Fahrrad-Werkstatt für Geflüchtete in der Gemeinde Edewecht

Axel Rulfs hat in seiner Fahrrad-Werkstatt in der GUK Jeddeloh schon mehr als 3600 Fahrräder (Stand April/2024) verkehrstüchtig gemacht.

Axel Rulfs zieht die letzte Schraube an. „Fertig“, sagt er und strahlt über das ganze Gesicht. Vor ihm steht ein kleines Kinderfahrrad. Rundum überholt und verkehrssicher ausgestattet wartet es auf seine neue Besitzerin oder seinen neuen Besitzer. Nur noch der Aufkleber der Oldenburger Polizei fehlt. Jedes andere Fahrrad, das der 46-Jährige fertiggestellt hat, wird von ihm sorgfältig in ein Buch eintragen. Das heutige Kinderfahrrad ist ein ganz besonderes Rad: Es ist das Dreitausendste, das Axel Rulfs in der Fahrradwerkstatt der Gemeinschaftsunterkunft für Geflüchtete Jeddeloh I und der Johanniter-Unfall-Hilfe in der Gemeinde Edewecht aufbereitet und verkehrssicher gemacht hat – alles ehrenamtlich. „Ich habe Zeit und Lust, was zu tun“, sagt der ehemalige Maurer, der aufgrund eines Rückenleidens seinen Beruf aufgeben musste. Helfen liegt dem gebürtigen Auricher im Blut.
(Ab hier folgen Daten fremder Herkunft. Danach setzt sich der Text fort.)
PR #212, opened 2017-04-18
Add media-has-caption rule

evcohen:
Satisfies audio-has-caption in #29 but also works for `<video>` as well.

### DIFF
--- a/__tests__/src/rules/media-has-caption-test.js
+++ b/__tests__/src/rules/media-has-caption-test.js
@@ -23,6 +23,14 @@ const expectedError = {
   type: 'JSXOpeningElement',
 };
 
+const customSchema = [
+  {
+    audio: ['Audio'],
+    video: ['Video'],
+    track: ['Track'],
+  },
+];
+
 ruleTester.run('media-has-caption', rule, {
   valid: [
     { code: '<div />;' },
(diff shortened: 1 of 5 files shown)


evcohen:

Zuvor war er bei der Feuerwehr, doch der kaputte Rücken ließ auch das nicht mehr zu. Als 2015 die Menschen aus Syrien nach Deutschland flüchteten, stieg er bei den Johannitern ein und baute eine Fahrradwerkstatt auf. „Mobil sein ist für die Menschen, die bei uns Schutz suchen, enorm wichtig für die gesellschaftliche Teilhabe“, sagt er. Ein Auto können sich die Geflüchteten nicht leisten, der öffentliche Personennahverkehr ist nicht gut genug ausgebaut. Bleibt meist nur das Rad. Für Menschen, die oft mit nichts als ihrer Kleidung am Körper in Deutschland ankommen, sind neue Fahrräder unerschwinglich. „Viele können noch nicht einmal Rad fahren, weil es in ihren Heimatländern nicht üblich ist“, erzählt Axel Rulfs.
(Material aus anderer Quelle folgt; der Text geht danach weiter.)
PR #213, opened 2017-04-18
Add ignoreNonDOM option to no-autofocus.

### LINKED ISSUE #179: Ignore composite components for no-autofocus rule
`<Foo autoFocus />` should be ignored.

evcohen:
Fixes #179

### DIFF
--- a/__tests__/src/rules/no-autofocus-test.js
+++ b/__tests__/src/rules/no-autofocus-test.js
@@ -23,11 +23,19 @@ const expectedError = {
   type: 'JSXAttribute',
 };
 
+const ignoreNonDOMSchema = [
+  {
+    ignoreNonDOM: true,
+  },
+];
+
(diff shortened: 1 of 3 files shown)


fjaguero:
Hello! I have a quick question regarding this. Does this makes sense even in a login page with two fields? The user will be moved to the "email" input, but there is nothing on top.

ljharb:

Notwendige Ersatzteile baut er sich aus anderen Fahrrädern aus. Manches aber muss er auch zukaufen.

Die Fahrräder werden von Privatleuten, Zweiradgeschäften oder vom Fundbüro der Gemeinde gespendet. Je nach Zustand überholt Axel Rufus die Räder oder nutzt sie für sein Ersatzteillager. Unterstützt wird er von der Gemeinde Edewecht. Dorthin schickt er regelmäßig Einkaufslisten mit Verschleißteilen, die er nicht aus Wracks ausbauen kann. Die Johanniter selbst kaufen Zubehör ein, zum Beispiel Warnwesten für Kinder. Ganz wichtig ist ihm, die neuen Besitzerinnen und Besitzer der Drahtesel mit in die Verantwortung zu nehmen. Sie müssen die Räder pflegen, sie mit selbst angeschafften Fahrradschlössern sichern und Ersatzteile selbst finanzieren. Falls sie die Gemeinde verlassen, müssen sie das Fahrrad zurückgeben, da sie polizeilich bei der Gemeinde Edewecht registriert sind. Rein rechtlich ist die Gemeinde Eigentümerin der Fahrräder, ein Verkauf daher nicht möglich. „Schließlich geht es darum, mit den Fahrrädern Mobilität zu ermöglichen. Wenn jemand sein Rad nicht mehr braucht oder in eine andere Kommune umzieht, wird es an die Nächste oder den Nächsten weitergegeben“, erklärt Rulfs.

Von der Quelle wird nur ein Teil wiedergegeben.